PR #17696, opened 2026-09-09
fix(core): stop exposing third-party errors that carry a status code

### LINKED ISSUE #17695: Still not resolved: ElasticSearch's ResponseError (and others) gets misinterpreted as custom HTTP exception

- [ ] I have read the whole migration guide

_No response_

### NestJS version

12

### Describe the regression

Hey @kamilmysliwiec, congrats on the v12 release, but from what I can see this issue still isn't fixed. In part because of my mistake and further changes in [this commit](https://github.com/nestjs/nest/commit/e2557553672a96df5b9ee9e0b2435eb07c07c337#diff-402b5d05fb5b82d3d659d84444a35711f17a5de6fc2d03ab0bf6e30065f12d2aR108).

Here is the situation:

As I've explained in the original issue the Elastic SDK errors use [statusCode field](https://github.com/elastic/elastic-transport-js/blob/b44dd134cc9bf1fbca5204851ec38030cdfd06e9/src/errors.ts#L162) which is what trips up Nest.js into thinking it is the error that should be shown to the user.

Now my fix in this PR did catch this but the unit test I wrote didn't actually test for the statusCode field, instead it uses an error with a status field [here](https://github.com/nestjs/nest/blob/a333a9dae6169537da3954c5b1ac35202b057fcb/packages/core/test/exceptions/exceptions-handler.spec.ts#L75) and [here](https://github.com/nestjs/nest/blob/a333a9dae6169537da3954c5b1ac35202b057fcb/packages/core/test/exceptions/exceptions-handler.spec.ts#L103), it should instead be statusCode.

And this faulty test didn't catch a "regression" you did in [this commit](https://github.com/nestjs/nest/commit/e2557553672a96df5b9ee9e0b2435eb07c07c337) which basically reverts the logic of isHttpError to what it was before the fix but now with extra checks I introduced.

> I know it's not quite a regression because the correct version was never released but I think this tag is more fitting then a generic bug.

Basically [this line](https://github.com/nestjs/nest/commit/e2557553672a96df5b9ee9e0b2435eb07c07c337#diff-402b5d05fb5b82d3d659d84444a35711f17a5de6fc2d03ab0bf6e30065f12d2aR108) is still causing false positives.

```ts
// Plain "http error"-shaped values (e.g. objects thrown by third-party
// middleware) that carry a status code and a message
```

I understand it was added back for a reason so you probably have more context as to why such an inclusive check is needed but it basically just reopens https://github.com/nestjs/nest/issues/14738.

### Minimum reproduction code

_No response_

### Input code

```ts

```

### Expected behavior

Linked in the original issue/PR

### Other

_No response_

micalevisk:
## PR Checklist

- [x] Docs have been added / updated (n/a)

## PR Type

- [x] Bugfix

Closes #17695 (reopens the root cause of #14738).

`isHttpError` ends with a permissive fallback:

```ts
// Plain "http error"-shaped values (e.g. objects thrown by third-party
// middleware) that carry a status code and a message
```

This is equivalent to the pre-#14753 implementation. Because it runs *after* the `FastifyError` and `http-errors` guards, any value matching the loose shape returns `true` regardless, which makes those stricter guards redundant.

The practical effect is that third-party SDK errors are surfaced verbatim to the client. Elasticsearch's [`ResponseError`](https://github.com/elastic/elastic-transport-js/blob/b44dd134cc9bf1fbca5204851ec38030cdfd06e9/src/errors.ts#L162) carries `statusCode`, so a failed query answers the request with the SDK's own status and message:

| Thrown value | Expected | Current |
|---|---|---|
| `ResponseError { statusCode: 404, message: 'index_not_found_exception' }` | `500` / `Internal server error` | **`404` / `index_not_found_exception`** |
| `Object.assign(new Error('Some external API call failed'), { statusCode: 400 })` | `500` / `Internal server error` | **`400` / `Some external API call failed`** |

Internal failure details from backing services reach end users, with statuses that misrepresent the outcome of the request.

### Why the existing tests did not catch it

The two regression tests added in #14753 build their errors with a `status` property, but the fallback only reads `statusCode` — so they pass vacuously. They were also duplicated verbatim by a bad merge resolution in 4ec944577.

Removing the fallback entirely leaves the full `packages/core` suite (1092 tests) green, i.e. no test covers it today.

## What is the new behavior?

The fallback now excludes real `Error` instances:

```ts
return (
  !(err instanceof Error) &&
  typeof err.statusCode === 'number' &&
  !!err.message
);
```

`Error`-ness is what separates the two cases the shape alone cannot distinguish:

- **Plain objects thrown by third-party middleware** — the case the fallback was added for — are not `Error` instances, so they keep working unchanged.
- **SDK errors such as `ResponseError`** extend `Error`, so they fall through to the `500` branch.

An `Error` subclass carrying `statusCode` but no `http-errors` / Fastify signature is indistinguishable from an arbitrary SDK error, so it now defaults to the safe outcome.

Tests: the duplicated pair is collapsed, the external-API case switches to `statusCode`, and two cases are added — an Elasticsearch-shaped `ResponseError`, and a plain `{ statusCode, message }` object that pins the middleware behaviour the fallback must preserve (this one fails if the fallback is dropped outright).

- [x] Yes

Applications that throw an `Error` subclass carrying a `statusCode` and rely on it being sent to the client will now receive `500`. That is the intent of #14738 and #14753 — those errors were never distinguishable from SDK failures. `HttpException`, `http-errors` instances, `FastifyError`, and plain `{ statusCode, message }` objects are all unaffected.

## Other information

@kamilmysliwiec — the fallback was introduced in e2557553 (`chore: resolve conflicts, minor fixes`) alongside the `err.constructor?.name` fix, and it is untested, so it reads as a conflict-resolution artifact rather than a deliberate change. If it was in fact added for a reported case I've missed, the `!(err instanceof Error)` guard here is the narrowest change that keeps plain middleware objects working while closing the leak — happy to adjust if you have a case in mind that this misses.

### DIFF
--- a/packages/core/exceptions/base-exception-filter.ts
+++ b/packages/core/exceptions/base-exception-filter.ts
@@ -109,7 +109,14 @@ export class BaseExceptionFilter<T = any> implements ExceptionFilter<T> {
     }
 
     // Plain "http error"-shaped values (e.g. objects thrown by third-party
-    // middleware) that carry a status code and a message
-    return !!(err.statusCode && err.message);
+    // middleware) that carry a status code and a message.
+    // Real `Error` instances are deliberately excluded: SDK errors such as
+    // Elasticsearch's `ResponseError` also carry a `statusCode`, and surfacing
+    // them would leak internal failures to the client.
+    return (
+      !(err instanceof Error) &&
+      typeof err.statusCode === 'number' &&
+      !!err.message
+    );
   }
 }
--- a/packages/core/test/exceptions/exceptions-handler.spec.ts
+++ b/packages/core/test/exceptions/exceptions-handler.spec.ts
@@ -82,25 +82,10 @@ describe('ExceptionsHandler', () => {
         message: 'Internal server error',
       });
     });
-    it('should treat fastify errors as http errors', () => {
-      const fastifyError = fastifyErrors.createError(
-        'FST_ERR_CTP_EMPTY_JSON_BODY',
-        "Body cannot be empty when content-type is set to 'application/json'",
-        400,
-      )();
-      handler.next(fastifyError, new ExecutionContextHost([0, response]));
-
-      expect(statusStub).toHaveBeenCalledWith(400);
-      expect(jsonStub).toHaveBeenCalledWith({
-        statusCode: 400,
-        message:
-          "Body cannot be empty when content-type is set to 'application/json'",
-      });
-    });
-    it('should not treat errors from external API calls as errors from "http-errors" library', () => {
+    it('should not treat errors carrying a "statusCode" as errors from "http-errors" library', () => {
       const apiCallError = Object.assign(
         new Error('Some external API call failed'),
-        { status: 400 },
+        { statusCode: 400 },
       );
       handler.next(apiCallError, new ExecutionContextHost([0, response]));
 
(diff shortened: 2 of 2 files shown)


micalevisk:
Closing this one: the change is breaking, and that is not something we want to take on right now.

Leaving the analysis here for whoever picks #17695 up later. The core constraint is that any fix which stops these errors from reaching the client is observable to someone by definition, so a non-breaking path likely has to be opt-in (or wait for a major).

The branch is kept at `micalevisk:fix/is-http-error-false-positives` if it is useful as a starting point.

+-------+

What you will do: Output every record above a second time, exactly.

Answer:
PR #17696, opened 2026-09-09
fix(core): stop exposing third-party errors that carry a status code

### LINKED ISSUE #17695: Still not resolved: ElasticSearch's ResponseError (and others) gets misinterpreted as custom HTTP exception

- [ ] I have read the whole migration guide

_No response_

### NestJS version

12

### Describe the regression

Hey @kamilmysliwiec, congrats on the v12 release, but from what I can see this issue still isn't fixed. In part because of my mistake and further changes in [this commit](https://github.com/nestjs/nest/commit/e2557553672a96df5b9ee9e0b2435eb07c07c337#diff-402b5d05fb5b82d3d659d84444a35711f17a5de6fc2d03ab0bf6e30065f12d2aR108).

Here is the situation:

As I've explained in the original issue the Elastic SDK errors use [statusCode field](https://github.com/elastic/elastic-transport-js/blob/b44dd134cc9bf1fbca5204851ec38030cdfd06e9/src/errors.ts#L162) which is what trips up Nest.js into thinking it is the error that should be shown to the user.

Now my fix in this PR did catch this but the unit test I wrote didn't actually test for the statusCode field, instead it uses an error with a status field [here](https://github.com/nestjs/nest/blob/a333a9dae6169537da3954c5b1ac35202b057fcb/packages/core/test/exceptions/exceptions-handler.spec.ts#L75) and [here](https://github.com/nestjs/nest/blob/a333a9dae6169537da3954c5b1ac35202b057fcb/packages/core/test/exceptions/exceptions-handler.spec.ts#L103), it should instead be statusCode.

And this faulty test didn't catch a "regression" you did in [this commit](https://github.com/nestjs/nest/commit/e2557553672a96df5b9ee9e0b2435eb07c07c337) which basically reverts the logic of isHttpError to what it was before the fix but now with extra checks I introduced.

> I know it's not quite a regression because the correct version was never released but I think this tag is more fitting then a generic bug.

Basically [this line](https://github.com/nestjs/nest/commit/e2557553672a96df5b9ee9e0b2435eb07c07c337#diff-402b5d05fb5b82d3d659d84444a35711f17a5de6fc2d03ab0bf6e30065f12d2aR108) is still causing false positives.

```ts
// Plain "http error"-shaped values (e.g. objects thrown by third-party
// middleware) that carry a status code and a message
```

I understand it was added back for a reason so you probably have more context as to why such an inclusive check is needed but it basically just reopens https://github.com/nestjs/nest/issues/14738.

### Minimum reproduction code

_No response_

### Input code

```ts

```

### Expected behavior

Linked in the original issue/PR

### Other

_No response_

micalevisk:
## PR Checklist

- [x] Docs have been added / updated (n/a)

## PR Type

- [x] Bugfix

Closes #17695 (reopens the root cause of #14738).

`isHttpError` ends with a permissive fallback:

```ts
// Plain "http error"-shaped values (e.g. objects thrown by third-party
// middleware) that carry a status code and a message
```

This is equivalent to the pre-#14753 implementation. Because it runs *after* the `FastifyError` and `http-errors` guards, any value matching the loose shape returns `true` regardless, which makes those stricter guards redundant.

The practical effect is that third-party SDK errors are surfaced verbatim to the client. Elasticsearch's [`ResponseError`](https://github.com/elastic/elastic-transport-js/blob/b44dd134cc9bf1fbca5204851ec38030cdfd06e9/src/errors.ts#L162) carries `statusCode`, so a failed query answers the request with the SDK's own status and message:

| Thrown value | Expected | Current |
|---|---|---|
| `ResponseError { statusCode: 404, message: 'index_not_found_exception' }` | `500` / `Internal server error` | **`404` / `index_not_found_exception`** |
| `Object.assign(new Error('Some external API call failed'), { statusCode: 400 })` | `500` / `Internal server error` | **`400` / `Some external API call failed`** |

Internal failure details from backing services reach end users, with statuses that misrepresent the outcome of the request.

### Why the existing tests did not catch it

The two regression tests added in #14753 build their errors with a `status` property, but the fallback only reads `statusCode` — so they pass vacuously. They were also duplicated verbatim by a bad merge resolution in 4ec944577.

Removing the fallback entirely leaves the full `packages/core` suite (1092 tests) green, i.e. no test covers it today.

## What is the new behavior?

The fallback now excludes real `Error` instances:

```ts
return (
  !(err instanceof Error) &&
  typeof err.statusCode === 'number' &&
  !!err.message
);
```

`Error`-ness is what separates the two cases the shape alone cannot distinguish:

- **Plain objects thrown by third-party middleware** — the case the fallback was added for — are not `Error` instances, so they keep working unchanged.
- **SDK errors such as `ResponseError`** extend `Error`, so they fall through to the `500` branch.

An `Error` subclass carrying `statusCode` but no `http-errors` / Fastify signature is indistinguishable from an arbitrary SDK error, so it now defaults to the safe outcome.

Tests: the duplicated pair is collapsed, the external-API case switches to `statusCode`, and two cases are added — an Elasticsearch-shaped `ResponseError`, and a plain `{ statusCode, message }` object that pins the middleware behaviour the fallback must preserve (this one fails if the fallback is dropped outright).

- [x] Yes

Applications that throw an `Error` subclass carrying a `statusCode` and rely on it being sent to the client will now receive `500`. That is the intent of #14738 and #14753 — those errors were never distinguishable from SDK failures. `HttpException`, `http-errors` instances, `FastifyError`, and plain `{ statusCode, message }` objects are all unaffected.

## Other information

@kamilmysliwiec — the fallback was introduced in e2557553 (`chore: resolve conflicts, minor fixes`) alongside the `err.constructor?.name` fix, and it is untested, so it reads as a conflict-resolution artifact rather than a deliberate change. If it was in fact added for a reported case I've missed, the `!(err instanceof Error)` guard here is the narrowest change that keeps plain middleware objects working while closing the leak — happy to adjust if you have a case in mind that this misses.

### DIFF
--- a/packages/core/exceptions/base-exception-filter.ts
+++ b/packages/core/exceptions/base-exception-filter.ts
@@ -109,7 +109,14 @@ export class BaseExceptionFilter<T = any> implements ExceptionFilter<T> {
     }
 
     // Plain "http error"-shaped values (e.g. objects thrown by third-party
-    // middleware) that carry a status code and a message
-    return !!(err.statusCode && err.message);
+    // middleware) that carry a status code and a message.
+    // Real `Error` instances are deliberately excluded: SDK errors such as
+    // Elasticsearch's `ResponseError` also carry a `statusCode`, and surfacing
+    // them would leak internal failures to the client.
+    return (
+      !(err instanceof Error) &&
+      typeof err.statusCode === 'number' &&
+      !!err.message
+    );
   }
 }
--- a/packages/core/test/exceptions/exceptions-handler.spec.ts
+++ b/packages/core/test/exceptions/exceptions-handler.spec.ts
@@ -82,25 +82,10 @@ describe('ExceptionsHandler', () => {
         message: 'Internal server error',
       });
     });
-    it('should treat fastify errors as http errors', () => {
-      const fastifyError = fastifyErrors.createError(
-        'FST_ERR_CTP_EMPTY_JSON_BODY',
-        "Body cannot be empty when content-type is set to 'application/json'",
-        400,
-      )();
-      handler.next(fastifyError, new ExecutionContextHost([0, response]));
-
-      expect(statusStub).toHaveBeenCalledWith(400);
-      expect(jsonStub).toHaveBeenCalledWith({
-        statusCode: 400,
-        message:
-          "Body cannot be empty when content-type is set to 'application/json'",
-      });
-    });
-    it('should not treat errors from external API calls as errors from "http-errors" library', () => {
+    it('should not treat errors carrying a "statusCode" as errors from "http-errors" library', () => {
       const apiCallError = Object.assign(
         new Error('Some external API call failed'),
-        { status: 400 },
+        { statusCode: 400 },
       );
       handler.next(apiCallError, new ExecutionContextHost([0, response]));
 
(diff shortened: 2 of 2 files shown)


micalevisk:
Closing this one: the change is breaking, and that is not something we want to take on right now.

Leaving the analysis here for whoever picks #17695 up later. The core constraint is that any fix which stops these errors from reaching the client is observable to someone by definition, so a non-breaking path likely has to be opt-in (or wait for a major).

The branch is kept at `micalevisk:fix/is-http-error-false-positives` if it is useful as a starting point.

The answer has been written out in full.